%%

PR #190, opened 2026-04-21
Detect paused DAG in `runs trigger-wait`

jlaneve:
`af runs trigger-wait` on a paused DAG used to silently block until timeout — the trigger request succeeded but no run was ever scheduled.

The MCP `trigger_dag_and_wait` tool already auto-unpaused before triggering; this mirrors that behavior in the CLI (`runs trigger` and `runs trigger-wait`). Added `--no-auto-unpause` for callers who'd rather fail fast with a clear error than have the DAG state mutated.


schnie (approved):
love it

PR #191, opened 2026-04-21
af CLI: treat empty AIRFLOW_API_URL as explicit no-op

### LINKED ISSUE #188: af CLI: provide a way to disable the default localhost:8080 fallback
## Problem

When `AIRFLOW_API_URL` is unset and `~/.af/config.yaml` has no resolvable `current-instance`, the `af` CLI silently falls back to `DEFAULT_AIRFLOW_URL` (`http://localhost:8080`) — see `astro_airflow_mcp/cli/context.py:76-82` and `astro_airflow_mcp/constants.py`.

This is fine for interactive use against a single local Airflow, but it creates a correctness hazard for any caller that can legitimately be in a "no Airflow is configured right now" state:

- If **nothing** is on `localhost:8080`, the caller gets a confusing connection error against a URL they never asked for.
- If **something else** is on `localhost:8080` (a different project, an unrelated service answering the health probe, a developer's stale container, etc.), `af` will happily query it and return results that don't belong to the user's current context. There's no way to tell from the CLI's output that the URL came from a default rather than explicit configuration.

There is also no way to distinguish "env var intentionally empty" from "env var not set":

```python
url_from_env = bool(os.environ.get(\"AIRFLOW_API_URL\"))
```

`bool(\"\")` is `False`, so setting `AIRFLOW_API_URL=\"\"` as a "no instance" signal is silently ignored and the same default-fallback path runs.

## Desired behavior

Callers need an explicit way to say "there is no Airflow configured here — do not guess". Any of the following would solve it; they're listed roughly in order of invasiveness:

1. **Treat env-var-present-but-empty as an intentional no-op.** Change the presence check from `bool(os.environ.get(\"AIRFLOW_API_URL\"))` to `\"AIRFLOW_API_URL\" in os.environ`. An explicit empty string then means "no instance configured" and `af` exits with a clear error instead of defaulting.
2. **Add a dedicated opt-out env var** (e.g. `AF_NO_DEFAULT=1`) that suppresses the `DEFAULT_AIRFLOW_URL` fallback when both env and config resolution yield nothing.
3. **Require explicit configuration by default.** If neither the env var nor the config file yields a URL, error out with a message pointing the user at `af instance add` / `AIRFLOW_API_URL`, rather than silently defaulting. The current default could move behind an opt-in flag for truly interactive first-time use.

Option 1 is the smallest change and is backward-compatible (no existing caller sets `AIRFLOW_API_URL=\"\"`, so nothing breaks). Option 3 is the most correct long-term but is a behavior change for first-run users.

## Why it matters

Programmatic callers (automation, orchestration wrappers, agent frameworks) can reliably detect whether the current working environment has a configured Airflow, and need a way to propagate "nothing is configured" to `af` without risking a misleading result from whatever happens to be listening on `localhost:8080`. Today they cannot.

## Acceptance

- A caller can set a single env var (or not set any env var, per option 3) such that `af config version` / `af dags list` / etc. fail with a clear "no Airflow configured" error instead of querying `DEFAULT_AIRFLOW_URL`.
- Documented in `README.md` or the CLI `--help` so integrators know the contract.

jlaneve:
Setting `AIRFLOW_API_URL=""` now exits with a clear error instead of silently falling back to `http://localhost:8080`. This lets programmatic callers (automation, agent frameworks) signal "no Airflow is configured right now" without risking queries against whatever happens to be listening on localhost.

Unset `AIRFLOW_API_URL` still falls back to config → default, so existing behavior is preserved. Documented in `--help` and the README.

Fixes https://github.com/astronomer/agents/issues/188

### DIFF
--- a/astro-airflow-mcp/src/astro_airflow_mcp/cli/context.py
+++ b/astro-airflow-mcp/src/astro_airflow_mcp/cli/context.py
@@ -75,27 +75,26 @@ class CLIContext:
         # since the config's auth is for a different instance.
         #
         # An explicitly empty AIRFLOW_API_URL ("" in the environment) is treated
-        # as "no Airflow is configured right now" — do NOT fall back to the
+        # as "no Airflow is configured right now" -- do NOT fall back to the
         # config file or DEFAULT_AIRFLOW_URL. This lets programmatic callers
         # (automation, agent frameworks) propagate "nothing is configured"
         # without risking queries against whatever happens to be listening on
         # localhost:8080.
-        url_env_value = os.environ.get("AIRFLOW_API_URL")
-        url_env_present = "AIRFLOW_API_URL" in os.environ
-        url_from_env = bool(url_env_value)
+        airflow_url_env = os.environ.get("AIRFLOW_API_URL")
+        url_from_env = bool(airflow_url_env)
 
-        if url_env_present and not url_env_value:
-            print(
-                "Error: AIRFLOW_API_URL is set but empty. No Airflow instance "
-                "is configured.\n"
+        if airflow_url_env is not None and not airflow_url_env:
+            message = (
+                "Error: AIRFLOW_API_URL is set but empty. "
+                "No Airflow instance is configured.\n"
                 "To configure one, either:\n"
                 "  - set AIRFLOW_API_URL to a webserver URL, or\n"
-                "  - run `af instance add <name> --url <url>` and "
-                "`af instance use <name>`.\n"
-                "To use the default (http://localhost:8080), unset "
-                "AIRFLOW_API_URL.",
-                file=sys.stderr,
+                "  - run `af instance add <name> --url <url>` "
+                "and `af instance use <name>`.\n"
+                "To use the default (http://localhost:8080), "
+                "unset AIRFLOW_API_URL."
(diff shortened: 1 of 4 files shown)


astro-airflow-mcp/src/astro_airflow_mcp/cli/context.py
```diff
@@ -73,7 +73,30 @@ def init(self) -> None:
...
         # since the config's auth is for a different instance.
-        url_from_env = bool(os.environ.get("AIRFLOW_API_URL"))
+        #
+        # An explicitly empty AIRFLOW_API_URL ("" in the environment) is treated
+        # as "no Airflow is configured right now" -- do NOT fall back to the
+        # config file or DEFAULT_AIRFLOW_URL. This lets programmatic callers
+        # (automation, agent frameworks) propagate "nothing is configured"
+        # without risking queries against whatever happens to be listening on
+        # localhost:8080.
+        airflow_url_env = os.environ.get("AIRFLOW_API_URL")
```
kaxil, line 83: I think @schnie added this for working with local instances without configuring anything. @schnie could you review this please?

schnie (approved):
Makes sense

PR #192, opened 2026-04-27
Fix list_dag_runs (MCP tool + af CLI) returning oldest runs first

### LINKED ISSUE #168: af runs list: show most recent runs first by default
## Problem

`af runs list -d <dag_id>` returns runs in ascending order by default (oldest first). This means the most recent runs appear at the bottom, making it easy to miss new activity when debugging.

## Expected behavior

Results should be sorted by `start_date` descending (most recent first) by default, consistent with how most users want to investigate DAG runs.

## Workaround

Currently requires piping or manually scrolling to the end of the output.

JoaVirtudes19:
The `list_dag_runs` MCP tool only accepted `dag_id` and called Airflow's `GET /dags/{dag_id}/dagRuns` with no `order_by`. Airflow's default sort on that endpoint is `id ASC`, so for any DAG with more than 100 runs the tool returned the oldest 100 runs and the recent ones were unreachable through the MCP — directly contradicting the docstring's promise of "sorted by most recent".

The `af runs list` CLI hit the same root cause: `--order-by` defaulted to `None`, so the API again returned oldest-first. Issue #168 reported this from the CLI side.

## Changes

**MCP tool (`list_dag_runs`)**
- Exposes `limit`, `offset`, and `order_by` on the tool surface
- Defaults `order_by="-start_date"` so callers get newest-first

**CLI (`af runs list`)**
- Changes `--order-by` default from `None` to `-start_date`, matching the MCP tool

## Why `-start_date`

`start_date` is the only sort field available on both Airflow 2.x and 3.x DAG-run list endpoints. `run_after` is Airflow 3 only; `logical_date` doesn't exist in v2 (it's `execution_date` there). Picking `-start_date` keeps a single default that works across both adapters.

Callers who want a different order (e.g. `id` ascending to match the old Airflow default, or filter by state) can still pass `--order-by` explicitly on the CLI or `order_by=` on the MCP tool.

Closes #168

### DIFF
--- a/astro-airflow-mcp/src/astro_airflow_mcp/cli/runs.py
+++ b/astro-airflow-mcp/src/astro_airflow_mcp/cli/runs.py
@@ -29,9 +29,15 @@ def list_dag_runs(
         typer.Option("--offset", "-o", help="Offset for pagination"),
     ] = 0,
     order_by: Annotated[
-        str | None,
-        typer.Option("--order-by", help="Sort field (prefix - for descending, e.g., -start_date)"),
-    ] = None,
+        str,
+        typer.Option(
+            "--order-by",
+            help=(
+                "Sort field; prefix with '-' for descending. Defaults to '-start_date' "
+                "so the most recent runs come first."
+            ),
+        ),
+    ] = "-start_date",
     state: Annotated[
         str | None,
         typer.Option("--state", "-s", help="Filter by state: running, success, failed, queued"),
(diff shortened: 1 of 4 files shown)


kaxil (approved):

kaxil:
Thanks for the PR @JoaVirtudes19 -- I pushed a couple more changes so I can release it today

%%

Transcribe the records above exactly, beginning at the line that contains "## Desired behavior" and ending with the line that contains "Callers need an", both included, and nothing else.

▶ _TASK SOLUTION_
## Desired behavior

Callers need an explicit way to say "there is no Airflow configured here — do not guess". Any of the following would solve it; they're listed roughly in order of invasiveness:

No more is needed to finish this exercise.